PR #52, opened 2018-11-14
Add name indexes to node and namespace

Ladas:
We are using name for secondary index, so we need db index to
speedup the lookup.


Ladas:
@agrare cc

PR #54, opened 2018-11-15
Add models for mark and sweep

Ladas:
Add models for mark and sweep and for sweeping job, we are allowing to re-queue it, if all the parts of the refresh were not finished.

### DIFF
--- a/db/migrate/20181114094606_add_last_seen_at_to_all_tables.rb
+++ b/db/migrate/20181114094606_add_last_seen_at_to_all_tables.rb
@@ -1,0 +1,36 @@
+class AddLastSeenAtToAllTables < ActiveRecord::Migration[5.1]
+  def change
+    add_column :container_groups, :last_seen_at, :datetime
+    add_index :container_groups, :last_seen_at
+
+    add_column :container_nodes, :last_seen_at, :datetime
+    add_index :container_nodes, :last_seen_at
+
+    add_column :container_projects, :last_seen_at, :datetime
+    add_index :container_projects, :last_seen_at
+
+    add_column :container_templates, :last_seen_at, :datetime
+    add_index :container_templates, :last_seen_at
+
+    add_column :service_instances, :last_seen_at, :datetime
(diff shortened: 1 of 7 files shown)


db/migrate/20181114094606_add_last_seen_at_to_all_tables.rb
```diff
@@ -0,0 +1,36 @@
+class AddLastSeenAtToAllTables < ActiveRecord::Migration[5.1]
+  def change
+    add_column :container_groups, :last_seen_at, :datetime
+    add_index :container_groups, :last_seen_at
```
agrare: Pretty sure you can just pass `:index => true` to `add_column`

agrare:
@Ladas are we going to clear these states after a successful sweep?  These seem like they could build up really quickly.

Ladas:
@agrare I think we'll just connect it to the cleanup worker (cleaning up also old archived items, etc.)

Cause at least for the beginning, this actually shows us if all went fine (before we have a common logging in and nice stats from that)

db/migrate/20181114094606_add_last_seen_at_to_all_tables.rb
Ladas: ah, looks like you can't do that :-)

Ladas:
@agrare hm, I could probably delete the :finished parts, as part of sweeping

db/migrate/20181114094606_add_last_seen_at_to_all_tables.rb
agrare: Hm okay, we do it here https://github.com/ManageIQ/manageiq-schema/blob/master/db/migrate/20180920085721_add_maintenance_zone_id_to_region.rb#L3
:worried:

Ladas: ah, right, yeah it's funky, it doesn't throw exception, but it doesn't add the index either :-)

________________

Problem to solve: Copy out, from the listing above, every line that contains the word "opened".

Completed task:
PR #52, opened 2018-11-14
PR #54, opened 2018-11-15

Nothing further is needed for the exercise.